Task data Block Start

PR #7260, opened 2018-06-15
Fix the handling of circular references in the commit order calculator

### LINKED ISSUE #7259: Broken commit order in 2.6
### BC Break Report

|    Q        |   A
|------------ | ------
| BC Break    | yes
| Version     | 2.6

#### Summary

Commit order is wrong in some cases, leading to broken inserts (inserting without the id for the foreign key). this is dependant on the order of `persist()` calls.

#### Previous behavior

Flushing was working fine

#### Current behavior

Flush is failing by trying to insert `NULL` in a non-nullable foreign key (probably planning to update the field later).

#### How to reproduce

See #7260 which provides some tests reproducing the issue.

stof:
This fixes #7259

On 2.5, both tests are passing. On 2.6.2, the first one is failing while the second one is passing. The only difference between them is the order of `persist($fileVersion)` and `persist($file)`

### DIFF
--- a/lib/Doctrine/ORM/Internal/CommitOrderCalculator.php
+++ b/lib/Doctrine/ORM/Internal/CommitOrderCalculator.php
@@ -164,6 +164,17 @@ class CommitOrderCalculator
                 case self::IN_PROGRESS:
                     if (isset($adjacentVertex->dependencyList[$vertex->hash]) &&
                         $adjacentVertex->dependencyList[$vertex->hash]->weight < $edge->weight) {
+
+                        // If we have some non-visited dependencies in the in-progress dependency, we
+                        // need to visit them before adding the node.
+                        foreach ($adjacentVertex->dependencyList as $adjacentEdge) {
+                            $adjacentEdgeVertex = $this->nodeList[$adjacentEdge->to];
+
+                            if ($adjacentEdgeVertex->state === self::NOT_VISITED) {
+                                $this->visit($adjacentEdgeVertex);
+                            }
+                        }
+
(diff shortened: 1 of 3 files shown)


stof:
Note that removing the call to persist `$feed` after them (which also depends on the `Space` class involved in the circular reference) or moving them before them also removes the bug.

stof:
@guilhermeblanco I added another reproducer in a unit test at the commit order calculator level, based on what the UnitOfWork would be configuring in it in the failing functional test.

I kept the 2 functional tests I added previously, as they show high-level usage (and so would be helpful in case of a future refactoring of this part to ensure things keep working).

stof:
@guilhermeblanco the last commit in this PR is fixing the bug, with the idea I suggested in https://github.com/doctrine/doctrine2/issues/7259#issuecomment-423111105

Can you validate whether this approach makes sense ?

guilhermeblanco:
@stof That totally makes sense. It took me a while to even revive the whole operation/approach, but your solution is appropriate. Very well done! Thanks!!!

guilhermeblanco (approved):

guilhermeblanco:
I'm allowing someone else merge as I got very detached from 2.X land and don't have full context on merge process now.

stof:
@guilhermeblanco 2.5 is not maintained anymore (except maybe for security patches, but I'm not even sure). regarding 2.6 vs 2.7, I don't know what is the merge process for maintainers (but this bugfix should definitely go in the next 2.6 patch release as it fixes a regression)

Task data Block End
Task data Block Start

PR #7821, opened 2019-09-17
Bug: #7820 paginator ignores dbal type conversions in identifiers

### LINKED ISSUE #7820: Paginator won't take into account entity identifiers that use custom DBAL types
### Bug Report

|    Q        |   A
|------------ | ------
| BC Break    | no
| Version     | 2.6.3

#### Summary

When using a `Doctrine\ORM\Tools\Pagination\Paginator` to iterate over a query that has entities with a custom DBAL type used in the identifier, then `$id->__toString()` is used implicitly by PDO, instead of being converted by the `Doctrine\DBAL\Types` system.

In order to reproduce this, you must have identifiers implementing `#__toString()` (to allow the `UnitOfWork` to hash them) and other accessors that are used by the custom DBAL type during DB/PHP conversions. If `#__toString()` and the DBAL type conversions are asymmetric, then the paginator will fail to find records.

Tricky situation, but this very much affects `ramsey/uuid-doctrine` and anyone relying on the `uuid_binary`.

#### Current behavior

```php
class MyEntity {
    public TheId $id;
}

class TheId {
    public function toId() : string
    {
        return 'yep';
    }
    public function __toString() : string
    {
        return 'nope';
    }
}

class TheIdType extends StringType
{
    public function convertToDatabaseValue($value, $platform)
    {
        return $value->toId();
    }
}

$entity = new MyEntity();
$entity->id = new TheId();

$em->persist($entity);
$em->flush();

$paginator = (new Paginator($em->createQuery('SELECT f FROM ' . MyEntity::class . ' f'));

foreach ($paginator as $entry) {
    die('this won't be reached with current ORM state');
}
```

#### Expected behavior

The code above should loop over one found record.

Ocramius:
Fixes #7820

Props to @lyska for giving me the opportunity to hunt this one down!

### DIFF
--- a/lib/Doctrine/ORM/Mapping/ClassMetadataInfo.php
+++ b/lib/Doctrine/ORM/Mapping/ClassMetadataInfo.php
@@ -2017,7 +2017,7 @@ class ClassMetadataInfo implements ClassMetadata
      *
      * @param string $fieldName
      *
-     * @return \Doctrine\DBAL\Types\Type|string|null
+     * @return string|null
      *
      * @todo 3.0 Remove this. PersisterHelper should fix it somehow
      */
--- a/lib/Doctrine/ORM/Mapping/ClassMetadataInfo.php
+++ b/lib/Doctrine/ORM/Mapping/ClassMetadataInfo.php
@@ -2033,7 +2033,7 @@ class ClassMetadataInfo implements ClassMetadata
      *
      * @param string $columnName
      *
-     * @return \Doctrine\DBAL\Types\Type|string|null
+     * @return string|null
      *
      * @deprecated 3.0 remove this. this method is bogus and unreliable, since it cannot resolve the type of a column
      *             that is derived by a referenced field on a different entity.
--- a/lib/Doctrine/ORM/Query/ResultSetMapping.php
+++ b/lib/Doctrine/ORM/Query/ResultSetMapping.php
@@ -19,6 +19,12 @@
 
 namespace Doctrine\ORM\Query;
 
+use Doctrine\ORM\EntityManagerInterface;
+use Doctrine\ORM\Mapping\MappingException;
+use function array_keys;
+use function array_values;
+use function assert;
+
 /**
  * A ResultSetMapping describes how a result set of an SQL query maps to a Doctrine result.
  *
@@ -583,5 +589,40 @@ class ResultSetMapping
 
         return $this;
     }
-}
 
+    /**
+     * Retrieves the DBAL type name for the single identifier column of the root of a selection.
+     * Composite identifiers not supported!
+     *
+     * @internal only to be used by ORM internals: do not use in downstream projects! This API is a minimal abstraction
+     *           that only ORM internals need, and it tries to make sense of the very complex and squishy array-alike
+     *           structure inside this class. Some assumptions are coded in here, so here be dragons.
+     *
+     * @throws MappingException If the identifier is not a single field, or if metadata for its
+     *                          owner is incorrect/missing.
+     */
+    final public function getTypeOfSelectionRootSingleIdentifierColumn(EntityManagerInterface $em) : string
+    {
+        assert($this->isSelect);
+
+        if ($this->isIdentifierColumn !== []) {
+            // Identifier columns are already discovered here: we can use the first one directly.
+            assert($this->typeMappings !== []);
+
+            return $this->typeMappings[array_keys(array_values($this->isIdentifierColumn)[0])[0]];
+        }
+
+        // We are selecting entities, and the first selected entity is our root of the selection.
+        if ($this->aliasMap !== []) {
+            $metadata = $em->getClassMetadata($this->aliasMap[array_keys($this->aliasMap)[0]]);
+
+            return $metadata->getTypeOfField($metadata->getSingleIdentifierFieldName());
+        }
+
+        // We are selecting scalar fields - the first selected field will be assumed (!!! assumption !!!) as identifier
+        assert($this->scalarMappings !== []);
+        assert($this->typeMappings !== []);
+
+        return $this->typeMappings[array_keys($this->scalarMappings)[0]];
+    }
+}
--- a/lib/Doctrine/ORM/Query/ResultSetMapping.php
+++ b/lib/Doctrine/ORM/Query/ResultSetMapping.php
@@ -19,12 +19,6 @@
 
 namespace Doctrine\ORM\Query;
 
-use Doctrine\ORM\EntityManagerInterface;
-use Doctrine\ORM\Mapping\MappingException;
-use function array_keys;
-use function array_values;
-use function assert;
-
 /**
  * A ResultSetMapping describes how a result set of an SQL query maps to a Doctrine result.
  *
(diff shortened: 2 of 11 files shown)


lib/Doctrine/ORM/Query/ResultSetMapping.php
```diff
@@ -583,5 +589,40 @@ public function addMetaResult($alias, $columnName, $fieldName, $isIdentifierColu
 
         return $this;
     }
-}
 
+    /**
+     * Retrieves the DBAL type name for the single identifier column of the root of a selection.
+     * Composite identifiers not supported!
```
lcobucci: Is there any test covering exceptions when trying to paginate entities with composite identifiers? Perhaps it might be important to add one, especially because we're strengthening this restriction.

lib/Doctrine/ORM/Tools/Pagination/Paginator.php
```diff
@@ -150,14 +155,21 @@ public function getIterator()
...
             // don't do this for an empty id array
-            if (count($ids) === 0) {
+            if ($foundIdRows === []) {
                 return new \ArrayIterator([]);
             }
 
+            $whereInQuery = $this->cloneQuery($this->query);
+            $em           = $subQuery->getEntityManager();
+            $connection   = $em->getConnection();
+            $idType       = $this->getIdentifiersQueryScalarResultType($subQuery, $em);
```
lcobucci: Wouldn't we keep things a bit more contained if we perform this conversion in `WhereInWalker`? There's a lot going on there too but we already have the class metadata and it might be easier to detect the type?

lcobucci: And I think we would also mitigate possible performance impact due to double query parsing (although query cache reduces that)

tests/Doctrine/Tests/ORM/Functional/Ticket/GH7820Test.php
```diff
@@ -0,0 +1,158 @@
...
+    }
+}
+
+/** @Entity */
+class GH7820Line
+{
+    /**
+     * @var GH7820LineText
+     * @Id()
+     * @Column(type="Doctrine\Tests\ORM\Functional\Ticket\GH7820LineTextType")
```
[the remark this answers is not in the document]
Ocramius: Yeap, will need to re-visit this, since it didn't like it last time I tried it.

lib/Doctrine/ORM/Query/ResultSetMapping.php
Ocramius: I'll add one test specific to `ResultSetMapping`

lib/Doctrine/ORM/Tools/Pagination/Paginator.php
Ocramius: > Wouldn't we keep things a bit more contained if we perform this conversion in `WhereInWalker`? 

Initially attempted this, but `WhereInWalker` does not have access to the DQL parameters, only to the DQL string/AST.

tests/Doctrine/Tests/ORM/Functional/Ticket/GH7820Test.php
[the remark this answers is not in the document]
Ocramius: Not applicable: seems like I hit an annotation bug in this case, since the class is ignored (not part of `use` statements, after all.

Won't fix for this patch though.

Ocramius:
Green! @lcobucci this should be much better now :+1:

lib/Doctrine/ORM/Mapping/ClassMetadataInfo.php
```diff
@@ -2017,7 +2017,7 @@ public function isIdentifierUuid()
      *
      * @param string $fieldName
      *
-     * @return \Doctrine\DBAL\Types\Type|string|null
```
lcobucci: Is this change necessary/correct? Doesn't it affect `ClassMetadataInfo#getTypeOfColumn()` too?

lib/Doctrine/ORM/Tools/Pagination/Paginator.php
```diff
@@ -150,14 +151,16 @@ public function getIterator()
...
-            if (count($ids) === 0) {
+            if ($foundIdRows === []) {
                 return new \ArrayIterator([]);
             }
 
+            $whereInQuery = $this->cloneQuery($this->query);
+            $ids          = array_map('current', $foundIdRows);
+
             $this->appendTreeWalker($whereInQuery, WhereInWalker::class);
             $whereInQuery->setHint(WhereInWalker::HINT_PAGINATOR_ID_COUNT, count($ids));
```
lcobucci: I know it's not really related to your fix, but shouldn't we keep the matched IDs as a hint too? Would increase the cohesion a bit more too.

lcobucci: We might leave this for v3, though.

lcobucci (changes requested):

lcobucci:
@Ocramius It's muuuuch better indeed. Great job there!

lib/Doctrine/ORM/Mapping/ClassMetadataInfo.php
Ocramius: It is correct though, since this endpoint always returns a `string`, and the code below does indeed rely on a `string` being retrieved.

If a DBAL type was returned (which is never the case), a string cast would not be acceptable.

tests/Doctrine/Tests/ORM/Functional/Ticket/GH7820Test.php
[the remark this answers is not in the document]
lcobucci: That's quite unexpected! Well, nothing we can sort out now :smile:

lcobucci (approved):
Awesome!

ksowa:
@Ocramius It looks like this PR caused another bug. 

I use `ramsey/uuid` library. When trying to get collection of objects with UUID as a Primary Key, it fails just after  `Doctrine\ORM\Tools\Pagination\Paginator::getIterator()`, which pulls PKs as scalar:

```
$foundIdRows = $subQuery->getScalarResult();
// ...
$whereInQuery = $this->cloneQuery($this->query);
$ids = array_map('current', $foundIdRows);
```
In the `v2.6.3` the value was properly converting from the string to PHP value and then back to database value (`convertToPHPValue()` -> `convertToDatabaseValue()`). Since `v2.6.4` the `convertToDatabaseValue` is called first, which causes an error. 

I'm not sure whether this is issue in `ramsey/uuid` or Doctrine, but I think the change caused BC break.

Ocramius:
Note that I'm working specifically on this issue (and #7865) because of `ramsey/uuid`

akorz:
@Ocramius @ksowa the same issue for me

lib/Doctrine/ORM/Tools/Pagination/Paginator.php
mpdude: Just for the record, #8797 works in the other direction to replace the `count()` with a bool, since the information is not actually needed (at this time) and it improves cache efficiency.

Task data Block End
Task data Block Start

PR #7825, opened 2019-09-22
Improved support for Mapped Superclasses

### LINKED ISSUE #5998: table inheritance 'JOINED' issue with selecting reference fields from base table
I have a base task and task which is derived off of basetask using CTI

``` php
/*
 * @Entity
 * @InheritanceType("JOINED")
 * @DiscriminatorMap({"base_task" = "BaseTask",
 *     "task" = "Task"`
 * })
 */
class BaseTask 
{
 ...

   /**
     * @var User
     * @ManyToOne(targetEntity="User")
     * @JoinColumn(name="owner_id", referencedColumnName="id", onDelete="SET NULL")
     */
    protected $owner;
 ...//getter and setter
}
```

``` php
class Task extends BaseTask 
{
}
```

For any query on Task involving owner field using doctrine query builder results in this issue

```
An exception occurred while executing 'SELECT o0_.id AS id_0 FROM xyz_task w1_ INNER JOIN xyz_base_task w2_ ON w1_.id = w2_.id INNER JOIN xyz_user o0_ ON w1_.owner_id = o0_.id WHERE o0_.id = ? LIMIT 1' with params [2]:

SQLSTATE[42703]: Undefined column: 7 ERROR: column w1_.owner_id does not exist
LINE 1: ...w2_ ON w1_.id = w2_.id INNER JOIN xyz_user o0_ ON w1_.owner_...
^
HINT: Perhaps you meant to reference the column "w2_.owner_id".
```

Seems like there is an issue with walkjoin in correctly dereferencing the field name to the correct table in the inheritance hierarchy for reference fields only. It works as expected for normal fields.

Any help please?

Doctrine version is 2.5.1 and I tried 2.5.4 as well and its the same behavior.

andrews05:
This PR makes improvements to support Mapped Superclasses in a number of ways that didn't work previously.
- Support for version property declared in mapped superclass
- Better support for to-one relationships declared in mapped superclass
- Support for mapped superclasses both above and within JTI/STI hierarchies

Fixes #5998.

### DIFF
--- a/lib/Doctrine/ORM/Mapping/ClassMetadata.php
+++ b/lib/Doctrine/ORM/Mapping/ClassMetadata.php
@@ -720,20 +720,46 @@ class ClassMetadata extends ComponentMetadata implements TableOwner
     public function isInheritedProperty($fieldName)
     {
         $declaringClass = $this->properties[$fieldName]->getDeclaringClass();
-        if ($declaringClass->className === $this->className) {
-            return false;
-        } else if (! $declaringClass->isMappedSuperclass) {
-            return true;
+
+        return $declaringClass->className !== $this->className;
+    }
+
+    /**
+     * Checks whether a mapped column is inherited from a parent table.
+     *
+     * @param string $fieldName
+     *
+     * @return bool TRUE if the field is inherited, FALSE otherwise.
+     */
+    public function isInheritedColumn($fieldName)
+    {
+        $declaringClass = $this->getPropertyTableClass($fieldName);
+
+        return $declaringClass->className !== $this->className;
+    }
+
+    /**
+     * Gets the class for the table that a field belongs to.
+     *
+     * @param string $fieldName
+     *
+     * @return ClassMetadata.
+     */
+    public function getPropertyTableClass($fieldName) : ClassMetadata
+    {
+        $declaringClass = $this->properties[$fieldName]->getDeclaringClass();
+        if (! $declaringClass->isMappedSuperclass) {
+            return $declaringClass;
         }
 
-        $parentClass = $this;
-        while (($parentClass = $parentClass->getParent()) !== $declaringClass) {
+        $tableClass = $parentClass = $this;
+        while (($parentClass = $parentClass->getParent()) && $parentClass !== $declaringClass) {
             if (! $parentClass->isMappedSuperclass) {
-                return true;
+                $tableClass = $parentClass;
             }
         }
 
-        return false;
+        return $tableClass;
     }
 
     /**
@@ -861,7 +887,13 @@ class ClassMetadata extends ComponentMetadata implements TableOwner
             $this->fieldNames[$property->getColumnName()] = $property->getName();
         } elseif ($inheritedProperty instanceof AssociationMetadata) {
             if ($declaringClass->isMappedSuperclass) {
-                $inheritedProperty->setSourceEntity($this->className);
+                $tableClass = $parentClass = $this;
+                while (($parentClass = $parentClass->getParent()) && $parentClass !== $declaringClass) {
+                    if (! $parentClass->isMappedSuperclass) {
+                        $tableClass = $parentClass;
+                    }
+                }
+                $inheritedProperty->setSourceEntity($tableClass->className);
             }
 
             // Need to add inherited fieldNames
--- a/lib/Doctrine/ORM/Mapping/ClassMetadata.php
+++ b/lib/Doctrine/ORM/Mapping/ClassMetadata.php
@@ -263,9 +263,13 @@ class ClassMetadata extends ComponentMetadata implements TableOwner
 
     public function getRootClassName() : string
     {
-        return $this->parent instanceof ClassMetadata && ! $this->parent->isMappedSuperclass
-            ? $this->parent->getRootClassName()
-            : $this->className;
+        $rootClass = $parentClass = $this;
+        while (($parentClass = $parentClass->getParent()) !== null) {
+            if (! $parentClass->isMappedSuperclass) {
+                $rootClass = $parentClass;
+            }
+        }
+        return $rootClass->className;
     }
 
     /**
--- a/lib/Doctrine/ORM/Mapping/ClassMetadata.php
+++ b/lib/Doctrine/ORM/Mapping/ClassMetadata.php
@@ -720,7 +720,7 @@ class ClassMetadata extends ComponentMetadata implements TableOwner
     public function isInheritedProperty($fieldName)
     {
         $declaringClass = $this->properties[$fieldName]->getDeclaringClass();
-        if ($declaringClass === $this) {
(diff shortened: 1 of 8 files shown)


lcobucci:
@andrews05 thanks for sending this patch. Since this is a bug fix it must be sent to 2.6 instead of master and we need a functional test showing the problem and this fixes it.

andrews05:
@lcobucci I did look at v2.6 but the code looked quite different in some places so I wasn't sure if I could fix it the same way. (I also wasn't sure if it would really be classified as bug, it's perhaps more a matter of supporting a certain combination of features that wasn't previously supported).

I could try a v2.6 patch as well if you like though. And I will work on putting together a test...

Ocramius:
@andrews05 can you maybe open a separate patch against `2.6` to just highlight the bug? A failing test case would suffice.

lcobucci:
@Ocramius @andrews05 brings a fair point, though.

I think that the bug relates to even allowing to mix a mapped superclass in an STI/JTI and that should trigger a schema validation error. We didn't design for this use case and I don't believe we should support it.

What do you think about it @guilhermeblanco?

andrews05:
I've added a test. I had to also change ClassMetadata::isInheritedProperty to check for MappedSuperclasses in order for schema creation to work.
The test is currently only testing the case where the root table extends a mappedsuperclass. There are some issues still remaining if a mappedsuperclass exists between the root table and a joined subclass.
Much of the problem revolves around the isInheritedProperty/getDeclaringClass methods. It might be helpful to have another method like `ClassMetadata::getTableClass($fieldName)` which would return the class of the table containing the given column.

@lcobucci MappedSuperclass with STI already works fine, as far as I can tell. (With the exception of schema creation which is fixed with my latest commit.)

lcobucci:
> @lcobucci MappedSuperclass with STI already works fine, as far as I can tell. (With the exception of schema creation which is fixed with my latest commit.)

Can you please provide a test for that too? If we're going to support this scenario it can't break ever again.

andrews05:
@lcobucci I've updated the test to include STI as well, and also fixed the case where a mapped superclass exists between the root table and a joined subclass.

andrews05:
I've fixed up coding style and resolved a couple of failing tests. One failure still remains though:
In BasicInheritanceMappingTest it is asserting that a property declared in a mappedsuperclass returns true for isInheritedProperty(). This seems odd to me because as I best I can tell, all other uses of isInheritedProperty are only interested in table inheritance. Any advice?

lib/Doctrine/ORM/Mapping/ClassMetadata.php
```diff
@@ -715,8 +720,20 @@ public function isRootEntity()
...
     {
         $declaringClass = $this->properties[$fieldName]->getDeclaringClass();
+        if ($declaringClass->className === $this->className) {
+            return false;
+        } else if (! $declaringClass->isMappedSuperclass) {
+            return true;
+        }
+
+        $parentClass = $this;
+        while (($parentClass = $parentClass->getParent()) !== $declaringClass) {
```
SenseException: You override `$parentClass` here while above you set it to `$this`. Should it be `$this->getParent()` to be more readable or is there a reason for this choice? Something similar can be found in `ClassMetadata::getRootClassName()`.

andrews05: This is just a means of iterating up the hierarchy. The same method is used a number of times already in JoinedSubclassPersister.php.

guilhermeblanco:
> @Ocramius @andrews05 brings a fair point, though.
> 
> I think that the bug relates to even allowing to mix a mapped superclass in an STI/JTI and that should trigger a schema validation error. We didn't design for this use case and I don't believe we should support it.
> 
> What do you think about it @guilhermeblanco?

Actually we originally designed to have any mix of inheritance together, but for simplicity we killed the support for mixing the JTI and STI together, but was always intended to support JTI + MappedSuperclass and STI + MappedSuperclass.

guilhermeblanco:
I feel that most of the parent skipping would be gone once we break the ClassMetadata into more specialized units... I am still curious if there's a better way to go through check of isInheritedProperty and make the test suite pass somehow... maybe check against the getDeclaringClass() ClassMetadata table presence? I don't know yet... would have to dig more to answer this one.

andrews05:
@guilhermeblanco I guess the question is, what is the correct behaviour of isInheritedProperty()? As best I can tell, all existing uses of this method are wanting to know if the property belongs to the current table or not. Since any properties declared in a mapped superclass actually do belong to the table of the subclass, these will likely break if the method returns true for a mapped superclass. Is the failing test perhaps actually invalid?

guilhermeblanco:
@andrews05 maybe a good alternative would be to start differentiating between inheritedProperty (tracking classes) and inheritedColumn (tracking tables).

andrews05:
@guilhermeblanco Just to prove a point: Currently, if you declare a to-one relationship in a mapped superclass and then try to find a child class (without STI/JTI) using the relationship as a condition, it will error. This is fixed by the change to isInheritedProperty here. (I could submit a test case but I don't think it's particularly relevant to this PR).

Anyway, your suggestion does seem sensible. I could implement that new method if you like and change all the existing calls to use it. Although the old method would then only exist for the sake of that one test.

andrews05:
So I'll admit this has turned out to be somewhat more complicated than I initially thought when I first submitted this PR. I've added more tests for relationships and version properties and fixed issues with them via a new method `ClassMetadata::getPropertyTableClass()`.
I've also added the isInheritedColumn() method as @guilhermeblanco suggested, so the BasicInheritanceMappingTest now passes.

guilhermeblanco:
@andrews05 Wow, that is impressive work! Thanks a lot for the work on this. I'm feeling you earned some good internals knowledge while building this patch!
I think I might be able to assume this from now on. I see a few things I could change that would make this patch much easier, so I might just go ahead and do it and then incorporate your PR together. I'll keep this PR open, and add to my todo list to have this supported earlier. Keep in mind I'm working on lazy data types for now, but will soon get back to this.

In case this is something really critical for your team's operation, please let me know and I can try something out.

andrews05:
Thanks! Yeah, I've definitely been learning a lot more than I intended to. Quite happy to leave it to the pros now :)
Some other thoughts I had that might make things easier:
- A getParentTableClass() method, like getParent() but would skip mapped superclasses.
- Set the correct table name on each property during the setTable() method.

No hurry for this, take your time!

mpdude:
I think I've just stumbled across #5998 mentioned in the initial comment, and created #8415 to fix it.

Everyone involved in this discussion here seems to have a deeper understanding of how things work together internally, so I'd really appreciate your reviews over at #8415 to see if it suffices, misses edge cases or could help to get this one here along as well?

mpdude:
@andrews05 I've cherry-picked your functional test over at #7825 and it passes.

Task data Block End

_Exercise goal_
In the listing above, find the line with "-720,7 +720,7 @@" and the line with "The test is", then print exactly those lines and every line between them.

_Written solution_
@@ -720,7 +720,7 @@ class ClassMetadata extends ComponentMetadata implements TableOwner
     public function isInheritedProperty($fieldName)
     {
         $declaringClass = $this->properties[$fieldName]->getDeclaringClass();
-        if ($declaringClass === $this) {
(diff shortened: 1 of 8 files shown)


lcobucci:
@andrews05 thanks for sending this patch. Since this is a bug fix it must be sent to 2.6 instead of master and we need a functional test showing the problem and this fixes it.

andrews05:
@lcobucci I did look at v2.6 but the code looked quite different in some places so I wasn't sure if I could fix it the same way. (I also wasn't sure if it would really be classified as bug, it's perhaps more a matter of supporting a certain combination of features that wasn't previously supported).

I could try a v2.6 patch as well if you like though. And I will work on putting together a test...

Ocramius:
@andrews05 can you maybe open a separate patch against `2.6` to just highlight the bug? A failing test case would suffice.

lcobucci:
@Ocramius @andrews05 brings a fair point, though.

I think that the bug relates to even allowing to mix a mapped superclass in an STI/JTI and that should trigger a schema validation error. We didn't design for this use case and I don't believe we should support it.

What do you think about it @guilhermeblanco?

andrews05:
I've added a test. I had to also change ClassMetadata::isInheritedProperty to check for MappedSuperclasses in order for schema creation to work.
The test is currently only testing the case where the root table extends a mappedsuperclass. There are some issues still remaining if a mappedsuperclass exists between the root table and a joined subclass.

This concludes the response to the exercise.